Dove sia il valore aggiunto di una vacca frisona nata a Parma rispetto alla medesima vacca frisona nata in Olanda e solo poi giunta a Parma, non si capisce molto bene. Ma se ciò viene visto come elemento chiave di una maggiore tipizzazione del prodotto, ben venga.
 
Aspetti squisitamente tecnici e botanici quelli trattati invece da Francesco Magro, R&D Sipcam Italia, il quale ha ricordato come la sostenibilità di una coltura sia in primis economica: se un’azienda non fa bilancio chiude e con essa chiude anche qualsivoglia discussione sui suoi impatti ambientali, veri o soltanto presunti. La chiave per sostenere la redditività dell’azienda agricola produttrice di soia è quindi un moderno mix di lavorazioni, irrigazione, difesa e nutrizione, precision farming e cover crops, al fine di massimizzare le potenzialità produttive dei propri appezzamenti.

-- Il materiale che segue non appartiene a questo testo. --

PR #488, opened 2021-01-25
Don't crash server if it fails to initialize

### LINKED ISSUE #485: Do better error catching on initialization
Currently we crash the entire server if just one workspace fails to init. We should be able to show an error message (in elm.json for example) and still load the other workspaces.

jmbockhorst:
I found the source of the crash. Now individual requests will fail, but the entire server will not crash. Closes #485.

I was trying to send error diagnostics to `elm.json`, but it was not working. Do you think because it is not an `.elm` file, VSCode doesn't accept them?

### DIFF
--- a/src/providers/diagnostics/diagnosticsProvider.ts
+++ b/src/providers/diagnostics/diagnosticsProvider.ts
@@ -146,6 +146,10 @@ export class DiagnosticsProvider {
         );
       } else {
         this.workspaces.forEach((workspace) => {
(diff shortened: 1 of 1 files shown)


Razzeee:
I'm pretty sure, that used to work. Don't we fallback for some other errors to elm.json? I remember there being some compiler errors like that.

jmbockhorst:
Alright, well something right look into in the future.

PR #491, opened 2021-01-26
Separate elm-tooling.json handling

Razzeee:
This separates the elm-tooling.json handling, preparing us to load more values.
Should also allow starting to cache these calls at some point.

### DIFF
--- a/src/elmToolingJsonManager.ts
+++ b/src/elmToolingJsonManager.ts
@@ -1,0 +1,81 @@
+import path from "path";
+import { URI } from "vscode-uri";
+import { ITreeContainer } from "./forest";
+import { NonEmptyArray } from "./util/utils";
+import util from "util";
+import * as fs from "fs";
+
+const readFile = util.promisify(fs.readFile);
+
+export class ElmToolingJsonManager {
+  public async getEntrypoints(
+    workspaceRootPath: string,
+    sourceFile: ITreeContainer,
+  ): Promise<[NonEmptyArray<string>, string]> {
+    const elmToolingPath = path.join(workspaceRootPath, "elm-tooling.json");
+    const defaultRelativePathToFile = path.relative(
+      workspaceRootPath,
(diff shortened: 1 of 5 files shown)


src/elmToolingJsonManager.ts
```diff
@@ -0,0 +1,81 @@
...
+        }
+      } else {
+        throw new Error(`There is no "entrypoints" field.`);
+      }
+    } else {
+      throw new Error(
+        `Expected a JSON object but got: ${JSON.stringify(json)}`,
+      );
+    }
+  }
```
lydell, line 80: I haven’t tested this, but if we want to clean the code up a bit while at it, this should flatten it and keep the errors closer to their conditions.

```suggestion
  private elmToolingEntrypointsDecoder(json: unknown): NonEmptyArray<string> {
    if (typeof json !== "object" || json === null || Array.isArray(json)) {
      throw new Error(
        `Expected a JSON object but got: ${JSON.stringify(json)}`,
      );
    }

    if (!("entrypoints" in json)) {
      throw new Error(`There is no "entrypoints" field.`);
    }

    const { entrypoints } = json as { [key: string]: unknown };

    if (!Array.isArray(entrypoints) || entrypoints.length === 0) {
      throw new Error(
        `Expected "entrypoints" to be a non-empty array but got: ${JSON.stringify(
          json,
        )}`,
      );
    }

    const result: Array<string> = [];

    for (const [index, item] of entrypoints.entries()) {
      if (typeof item !== "string" || !item.startsWith("./")) {
        throw new Error(
          `Expected "entrypoints" to contain string paths starting with "./" but got: ${JSON.stringify(
            item,
          )} at index ${index}`,
        );
      }

      result.push(item);
    }

    return result as NonEmptyArray<string>;
  }
```

lydell (approved):
This looks good to me! I left one suggestion if you feel like it.

Razzeee:
Thanks, setting this to draft, so that I'm forced to test this properly :)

Magri ha introdotto anche il sagace concetto di “Intensificazione sostenibile”, ovvero l’aumento della produttività aumentando gli input in modo men che proporzionale. Si deve cioè passare dal concetto di sostenibilità per ettaro a quello di sostenibilità per unità di produzione. Se per esempio si assiste a un aumento del 10% degli input di fattori produttivi, ma si aumentano del 50% le produzioni significa che l’impatto ambientale per tonnellata di prodotto è diminuita.

Sempre in tema di economia dell’azienda agricola, anche Giorgio Bezzi del Consorzio Italiano Biogas, ha sottolineato l’opportunità di coltivazione della soia in aree a vocazione zootecnica in chiave “Food & Feed”. Il biogas chiude infatti un ciclo: quello della sostanza organica. Il ritorno del digestato al terreno aiuta infatti non solo il suolo, ma sequestra anche CO2 dall’atmosfera andando incontro alle crescenti pressioni di tipo ambientale che gravano sempre più sull’agricoltura.
 
E a concludere il convegno è stato proprio un agricoltore davvero speciale. Ovvero Nino Chiò, risicoltore della Provincia di Novara che ha trovato nella soia la coltura d’elezione per effettuare rotazioni mirate al controllo delle infestanti resistenti in generale e del riso crodo in particolare.
La soia offre infatti la possibilità di utilizzare diserbanti aventi modi d’azione differenti rispetto a quelli utilizzati in risaia, ristabilendo un certo equilibrio nelle popolazioni delle infestanti.